= TASK ITEM =
Would you retype every line below without changing anything?

= EXERCISE DATA =

PR #1930, opened 2020-07-17
docs(fix): Add redirect to fix plugins/user-guide 404

aimeeu:
Google search turns up this result:   https://spinnaker.io/guides/user/plugins/user-guide/  which gives a 404


dorbin (approved):
Thanks, Aimee!

PR #815, opened 2021-09-12
pseudodevice updates

inphobia:
see irc for the reason why this is a draft request.

a few more updates to pseudo devices.
- give them some more info on creation (modelname, os, ports_nr, port names)
- set os version to the netdisco release they were created with
- export pretty_version  from utils/statistics to make that happen

there's more on my wishlist, but let's start with this.


ollyg:
I would also enable layer 2 on pseudo devices (layer 3 is currently the only option).

ollyg:
Thanks @inphobia and I've also fixed the skipping of contact|location|portname|snapshot for pseudo devices, in commit 6545fff0

PR #846, opened 2021-12-09
Ability to see all columns when searching device

ArthurHlt:
This PR add a `seeallcolumns` parameters in search device for seeing all columns from device.

Why is this useful ?
When using api, it miss some information like OS name. With this parameters all informations became available.

As I didn't wanted to break anything with webui, I've prefered to make this parameter.

I hope some others will find it useful.

BTW, thanks for this great tool


ollyg:
Thank you @ArthurHlt that's a great addition

PR #847, opened 2021-12-16
Do not macsuck suspended VLANs

dtuecks:
VLANs in the state 'suspended' cannot be polled via SNMP. While the VLAN state is suspended, the ports associated with this VLAN are shutdown, and that VLAN does not pass any traffic.
SNMP queries will result in a 'SNMP Auth Error' on the device and the polling takes longer (since Netdisco will retry the query a few times).
This pull request checks the VLAN state before macsucking and skips it if the state is 'suspended'.


ollyg:
thanks! have merged it

PR #937, opened 2022-10-21
Add macsuck worker to collect various PortAccessEntity (NAC) attributes

ollyg:


share/schema_versions/App-Netdisco-DB-75-76-PostgreSQL.sql
```diff
@@ -0,0 +1,12 @@
+BEGIN;
+
+ALTER TABLE device ADD COLUMN "pae_control" text;
```
ollyg, line 3: I think file `lib/App/Netdisco/DB/Result/Device.pm` needs to have the extra column added to spec?

lib/App/Netdisco/Worker/Plugin/Macsuck/PortAccessEntity.pm
```diff
@@ -0,0 +1,72 @@
...
+  }
+
+  # individual port properties
+  my $pae_authconfig_state = $snmp->pae_authconfig_state();
+  my $pae_authconfig_port_status = $snmp->pae_authconfig_port_status();
+  my $pae_authsess_user = $snmp->pae_authsess_user();
+  my $pae_authsess_mab = $snmp->pae_authsess_mab();
+  my $pae_capabilities = $snmp->pae_i_capabilities();
+  my $capdesc = { 'dot1xPaePortAuthCapable' => , 'Authenticator functions are supported',
+   'dot1xPaePortSuppCapable' => , 'Supplicant functions are supported'};
```
ollyg, line 42: So for LLDP we don't store the capabilities and instead have boolean fields for the capabilities. Would you consider doing the same here? (such as `pae_authenticator_capable` and `pae_supplicant_capable`)

I'm not so happy for long english text to be stored in the field, and that would be better done in the user interface in response to the setting in the database.

Also can a port have multiple PAE capabilities? Because the current code does not support it.

rc9000: Yes right it's actually a bit field, not an enum, so both could be true. Should work in the new commit.

lib/App/Netdisco/Util/PortAccessEntity.pm
```diff
@@ -0,0 +1,81 @@
...
+
+sub update_pae_attributes {
+
+  my ($device) = @_;
+  no warnings "uninitialized";
+
+  my $snmp = App::Netdisco::Transport::SNMP->reader_for($device)
+    or return Status->defer("pae failed: could not SNMP connect to $device");
+  my $interfaces = $snmp->interfaces;
+  debug sprintf ' [%s] pae - updating PortAccessEntity details for %s', $device->ip, $device->dns;
```
ollyg, line 32: devices might not have dns so perhaps just leave it as "updating pae details"

lib/App/Netdisco/Worker/Plugin/Discover/PortAccessEntity.pm
```diff
@@ -0,0 +1,18 @@
+package App::Netdisco::Worker::Plugin::Discover::PortAccessEntity;
+
+use Dancer ':syntax';
+use App::Netdisco::Worker::Plugin;
+use aliased 'App::Netdisco::Worker::Status';
+use Dancer::Plugin::DBIC 'schema';
+use App::Netdisco::Util::Worker;
+use App::Netdisco::Util::PortAccessEntity qw/update_pae_attributes/;
+
+register_worker({ phase => 'store', driver => 'snmp' }, sub {
```
ollyg, line 10: any reason this is phase 'store' and not phase 'main'?

lib/App/Netdisco/Worker/Plugin/Discover/PortProperties.pm
```diff
@@ -10,6 +10,7 @@ use Dancer::Plugin::DBIC 'schema';
 use Encode;
 use App::Netdisco::Util::FastResolver 'hostnames_resolve_async';
 use App::Netdisco::Util::Device qw/is_discoverable match_to_setting/;
+use App::Netdisco::Util::PortAccessEntity qw/update_pae_attributes/;
```
ollyg, line 13: don't know why this is here ... from an older version where it wasn't a separate plugin?

lib/App/Netdisco/Worker/Plugin/Discover/PortAccessEntity.pm
ollyg: ah I think I've worked it out ... you want PortAccessEntry to happen after PortProperties (which deletes rows). Try naming it `App::Netdisco::Worker::Plugin::Discover::PortProperties::PortAccessEntity`

rc9000: Yes exactly, also insert. I'll try this sub-package variant.

lib/App/Netdisco/Worker/Plugin/Discover/PortProperties.pm
rc9000: exactly, gone now

lib/App/Netdisco/Worker/Plugin/Discover/PortAccessEntity.pm
rc9000: Worked like a charm. I also did it for the Macsuck plugin for symmetry reasons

= EXERCISE ANSWER =
PR #1930, opened 2020-07-17
docs(fix): Add redirect to fix plugins/user-guide 404

aimeeu:
Google search turns up this result:   https://spinnaker.io/guides/user/plugins/user-guide/  which gives a 404


dorbin (approved):
Thanks, Aimee!

PR #815, opened 2021-09-12
pseudodevice updates

inphobia:
see irc for the reason why this is a draft request.

a few more updates to pseudo devices.
- give them some more info on creation (modelname, os, ports_nr, port names)
- set os version to the netdisco release they were created with
- export pretty_version  from utils/statistics to make that happen

there's more on my wishlist, but let's start with this.


ollyg:
I would also enable layer 2 on pseudo devices (layer 3 is currently the only option).

ollyg:
Thanks @inphobia and I've also fixed the skipping of contact|location|portname|snapshot for pseudo devices, in commit 6545fff0

PR #846, opened 2021-12-09
Ability to see all columns when searching device

ArthurHlt:
This PR add a `seeallcolumns` parameters in search device for seeing all columns from device.

Why is this useful ?
When using api, it miss some information like OS name. With this parameters all informations became available.

As I didn't wanted to break anything with webui, I've prefered to make this parameter.

I hope some others will find it useful.

BTW, thanks for this great tool


ollyg:
Thank you @ArthurHlt that's a great addition

PR #847, opened 2021-12-16
Do not macsuck suspended VLANs

dtuecks:
VLANs in the state 'suspended' cannot be polled via SNMP. While the VLAN state is suspended, the ports associated with this VLAN are shutdown, and that VLAN does not pass any traffic.
SNMP queries will result in a 'SNMP Auth Error' on the device and the polling takes longer (since Netdisco will retry the query a few times).
This pull request checks the VLAN state before macsucking and skips it if the state is 'suspended'.


ollyg:
thanks! have merged it

PR #937, opened 2022-10-21
Add macsuck worker to collect various PortAccessEntity (NAC) attributes

ollyg:


share/schema_versions/App-Netdisco-DB-75-76-PostgreSQL.sql
```diff
@@ -0,0 +1,12 @@
+BEGIN;
+
+ALTER TABLE device ADD COLUMN "pae_control" text;
```
ollyg, line 3: I think file `lib/App/Netdisco/DB/Result/Device.pm` needs to have the extra column added to spec?

lib/App/Netdisco/Worker/Plugin/Macsuck/PortAccessEntity.pm
```diff
@@ -0,0 +1,72 @@
...
+  }
+
+  # individual port properties
+  my $pae_authconfig_state = $snmp->pae_authconfig_state();
+  my $pae_authconfig_port_status = $snmp->pae_authconfig_port_status();
+  my $pae_authsess_user = $snmp->pae_authsess_user();
+  my $pae_authsess_mab = $snmp->pae_authsess_mab();
+  my $pae_capabilities = $snmp->pae_i_capabilities();
+  my $capdesc = { 'dot1xPaePortAuthCapable' => , 'Authenticator functions are supported',
+   'dot1xPaePortSuppCapable' => , 'Supplicant functions are supported'};
```
ollyg, line 42: So for LLDP we don't store the capabilities and instead have boolean fields for the capabilities. Would you consider doing the same here? (such as `pae_authenticator_capable` and `pae_supplicant_capable`)

I'm not so happy for long english text to be stored in the field, and that would be better done in the user interface in response to the setting in the database.

Also can a port have multiple PAE capabilities? Because the current code does not support it.

rc9000: Yes right it's actually a bit field, not an enum, so both could be true. Should work in the new commit.

lib/App/Netdisco/Util/PortAccessEntity.pm
```diff
@@ -0,0 +1,81 @@
...
+
+sub update_pae_attributes {
+
+  my ($device) = @_;
+  no warnings "uninitialized";
+
+  my $snmp = App::Netdisco::Transport::SNMP->reader_for($device)
+    or return Status->defer("pae failed: could not SNMP connect to $device");
+  my $interfaces = $snmp->interfaces;
+  debug sprintf ' [%s] pae - updating PortAccessEntity details for %s', $device->ip, $device->dns;
```
ollyg, line 32: devices might not have dns so perhaps just leave it as "updating pae details"

lib/App/Netdisco/Worker/Plugin/Discover/PortAccessEntity.pm
```diff
@@ -0,0 +1,18 @@
+package App::Netdisco::Worker::Plugin::Discover::PortAccessEntity;
+
+use Dancer ':syntax';
+use App::Netdisco::Worker::Plugin;
+use aliased 'App::Netdisco::Worker::Status';
+use Dancer::Plugin::DBIC 'schema';
+use App::Netdisco::Util::Worker;
+use App::Netdisco::Util::PortAccessEntity qw/update_pae_attributes/;
+
+register_worker({ phase => 'store', driver => 'snmp' }, sub {
```
ollyg, line 10: any reason this is phase 'store' and not phase 'main'?

lib/App/Netdisco/Worker/Plugin/Discover/PortProperties.pm
```diff
@@ -10,6 +10,7 @@ use Dancer::Plugin::DBIC 'schema';
 use Encode;
 use App::Netdisco::Util::FastResolver 'hostnames_resolve_async';
 use App::Netdisco::Util::Device qw/is_discoverable match_to_setting/;
+use App::Netdisco::Util::PortAccessEntity qw/update_pae_attributes/;
```
ollyg, line 13: don't know why this is here ... from an older version where it wasn't a separate plugin?

lib/App/Netdisco/Worker/Plugin/Discover/PortAccessEntity.pm
ollyg: ah I think I've worked it out ... you want PortAccessEntry to happen after PortProperties (which deletes rows). Try naming it `App::Netdisco::Worker::Plugin::Discover::PortProperties::PortAccessEntity`

rc9000: Yes exactly, also insert. I'll try this sub-package variant.

lib/App/Netdisco/Worker/Plugin/Discover/PortProperties.pm
rc9000: exactly, gone now

lib/App/Netdisco/Worker/Plugin/Discover/PortAccessEntity.pm
rc9000: Worked like a charm. I also did it for the Macsuck plugin for symmetry reasons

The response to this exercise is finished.